Do You Want to Build a Snow Day?

We’ve gotten off easy this winter in Ontario. Well, Southern Ontario anyway…Ottawa isn’t feeling too lucky with the 51cm dumping that they got last week (that’s roughly eight thousand feet for my non-metric friends…my conversion may be slightly askew.)

Grace has been thrilled to not have snow. Although I am not sure why she cares…she has joined every club in the school with the sole purpose being to avoid going outside in the cold at all costs. I heard Molly asking her what club she was a part of at lunch, because they are in many of the same clubs and Molly couldn’t think of what Grace could be doing with her lunch hours. The “ummm count” prompted me to question if she was in the “hiding in the bathroom” club. She didn’t deny it. I was a founding member of that club. I felt that prideful glow that a mother feels when her daughter pledges the same sorority. My baby has chosen to follow me into Phi Beta Underachieving Weasels. It’s what every mother hopes for.

Molly, on the other hand, LOVES snow. She once asked…someone…not Santa…maybe Mother Nature…anyway, there was a letter-writing campaign…for it to snow for the entire week surrounding her birthday.  Someone was impressed with her persuasive writing skills because we had so much snow that week our mayor had the military on speed-dial.

The thing that they both have in common is that if it is going to be snowing…there’s not a snowball’s chance in gym class that they are willingly going to school.

We were expecting a storm today, but the fortune-tellers meteorologists couldn’t figure out what form that storm would take. They probably updated their crystal ball to the new o/s and nothing has worked properly since.

I could just be projecting there.

I was betting on a snow day since we haven’t had any yet this year and the bulk of the bad weather wasn’t expected until mid-morning. And because it’s pizza day. Sick days, doctor appointments, plagues, natural disasters…they all like to screw with pizza day.

Molly and Grace decided they needed insurance…they began tearing around the house performing odd rituals.

Their pajamas were on inside-out and backwards. They threw ice cubes in the toilet bowl. Put white crayons on every window sill. Shook snow globes hard enough to kill all the villagers who live inside. And stole spoons from the kitchen to place under their pillows.

What my kids will do for a snow day

(I also keep a spoon under my pillow, but it’s for tunnelling my way out of here and heading for the airport.)

After inspecting the seals on the cough syrup bottles, I asked them what they were up to.

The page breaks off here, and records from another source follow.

PR #367, opened 2025-01-30
docs: rename examples folder to tutorials

Ragzouken:
Closes https://github.com/IRL2/nanover-server-py/issues/366


rhoslynroebuck (approved):
Looks good to me! Just a note that others may have to delete the old "examples" directory in their cloned repo because it is empty so git can't do anything with them.

PR #376, opened 2025-02-05
Reset work and iMD forces when reseting simulations

Ragzouken:
Closes https://github.com/IRL2/nanover-server-py/issues/373

Resets internal data for work done and imd forces when simulations are reset. Expands existing work tests to check that they still hold after multiple sequential runs after resets. Adds a fix to the ImdForceManager that clears out any residual forces in the OpenMM force between resets.


ludovicaisa (approved):
All the changes look good to me.

PR #378, opened 2025-02-10
fix: ignore ctrl+c during shutdown

Ragzouken:
fixes https://github.com/IRL2/nanover-server-py/issues/377 and https://github.com/IRL2/nanover-server-py/issues/379

Ignore keyboard interrupt while shutting down the server in the CLI. On windows this can interrupt threading which leaves the terminal in a hung state.


rhoslynroebuck (approved):
Yes this works for me!

PR #382, opened 2025-02-17
Add hyperballs to visualisations tutorial

Ragzouken:
Closes https://github.com/IRL2/nanover-server-py/issues/381

Image is low quality, ideally we replace it before merging this PR.


Mohamed-Dhouioui (commented):
This looks good to me. I took the liberty of updating the image with a white background for consistency with the other examples. Let me know if it is adequate or not.
One thing to note is that one test failed, and I belive it failed due to a 404 Not Found error when trying to download a specific version of the libssl1.1 package from the Ubuntu security repository. I think the required file is no longer available there.

Ragzouken:
Thanks. We'll ignore the test because it's either fixed on main or needs to be fixed on main if it fails there. Image looks good.

PR #391, opened 2025-04-03
Handle PBC in Openmm

ludovicaisa:
https://github.com/IRL2/nanover-server-py/issues/385


ludovicaisa:
In openmm.py was added a new property of the simulation which enforces the periodic boundary conditions if set to True.
We confirmed it works in VR but we need to create an automated test.

python-libraries/nanover-server/tests/test_omni/test_openmm.py
```diff
@@ -543,3 +545,38 @@ def test_velocities_and_forces_single_atom():
         assert frame.particle_velocities[i] == pytest.approx(
             expected_velocities, abs=1e-7
         )
+
+
+def test_pbc_enforcement():
+    """
+    Test that PBC wrapping of positions defaults to off, doesn't wrap positions when off, and does wrap positions when on.
+    """
+    omm_sim = build_basic_simulation()
```
ludovicaisa, line 554: I don't think that `build_basic_simulation` is the proper case to test this feature, as the charges of the particles are set to zero and the box size is large. I don't expect the methane to escape the box within a few simulation steps.

Ragzouken: It does actually resize the PBC later in the test, but I've moved the line here so that it's clearer that it's happening. I went with 1x1x1 which is sufficient for `build_basic_simulation` to have some positions that get wrapped depending on whether PBC is on or off.

To be sure that it has an effect, the test has a check both that with PBC off some positions are outside the box, and that with PBC on there are no longer particles outside the box, so we can be sure that the test system does actually have some particles outside the box.

python-libraries/nanover-server/src/nanover/omni/openmm.py
```diff
@@ -75,6 +75,8 @@ def __init__(self, name: Optional[str] = None):
         """Include particle forces in frames."""
         self.platform_name: Optional[str] = None
         """Name of OpenMM platform to use at the time the system is loaded from XML."""
+        self.enforce_pbc = False
```
Ragzouken, line 78: Maybe we can consider a different name for this. "enforce" sounds a little strong when it doesn't actually affect the simulation, just how the frames are reported--something more like `wrap_positions` would be more accurate? Or `wrap_molecules` or something.. it wraps whole objects based on COM but I don't know specifically how it groups things..

python-libraries/nanover-server/tests/test_omni/test_openmm.py
ludovicaisa: If this is the case then the testing is fine for me.

ludovicaisa (commented):
It looks good to me.

PR #401, opened 2025-04-15
Fix universes from recording function

Ragzouken:
I don't know why, but there can be strange resets in recordings where particle positions are present initially but topology information isn't. So we need to skip initial frames until both are present for this conversion.


rhoslynroebuck:
This fixes the problem I was having when processing SubtleGame data, thanks @Ragzouken !

PR #402, opened 2025-04-15
Split recordings

Ragzouken:


Ragzouken:
Sometimes the split .traj is empty (because things reset immediately?) but because there's preceding state we can't just discard it. Need nicer warning in recording_to_universe and maybe we can skip recordings without any meaningful traj?

Ragzouken:
The state splitting wasn't working at all but should now be fixed

rhoslynroebuck:
I tried to run the example, but run into an error.

command: `nanover-split-recording murkyBittern1.state murkyBittern1.traj`

error:
` Traceback (most recent call last):
  File "<frozen runpy>", line 198, in _run_module_as_main
  File "<frozen runpy>", line 88, in _run_code
  File "envs\nanover-dev\Scripts\nanover-split-recording.exe\__main__.py", line 7, in <module>
  File "nanover-server-py\python-libraries\nanover-server\src\nanover\recording\split_cli.py", line 209, in main
    if args.on_key_change is not None:
       ^^^^^^^^^^^^^^^^^^
AttributeError: 'Namespace' object has no attribute 'on_key_change'`

PR #406, opened 2025-04-24
Error handling for invalid interactions (particle indexes out of bounds)

Ragzouken:


Ragzouken:
@rhoslynroebuck here I have updated the iMD force code to throw a more descriptive exception when the index is out of bounds, and updated the omni runner so that if an exception occurs during the running of the simulation it will pause and set `system.simulation.exception` in the frame data (as well as printing on the terminal).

Apparently these were all things done in the hope of making it a snow day. Grace felt the note that she hung in the front window made this abundantly clear.

This morning when they woke up with flatware imprints on their foreheads, awkwardly-positioned sleeping garments, and extra-chilly bathroom visits, they were annoyed.

The internet had betrayed them.

Preaching to the choir girls. Preaching to the choir.

At least one of my girls was happy…Maggie bounced all the way to school and grinned like it was snowing potato chips. She adores snow and feels very ripped off this year. On Friday she was covering up any bits of grass that were exposed both at school and at home. When she looked outside Saturday morning to see that record-setting high temperatures had melted all of her hard work…well, I haven’t seen her look so angry at the outdoors since the year the ocean stole her sandcastle.

Monday and Tuesday at school she actually refused to do anything outside and sat down against the wall.

daughter wants snow

Thank goodness Mother Nature redeemed herself today. Otherwise I was going to suggest that she join me at the airport to enter the witness protection plan. Because Mother Nature doesn’t even want to test Maggie’s temper. She will make a tornado look like a summer breeze.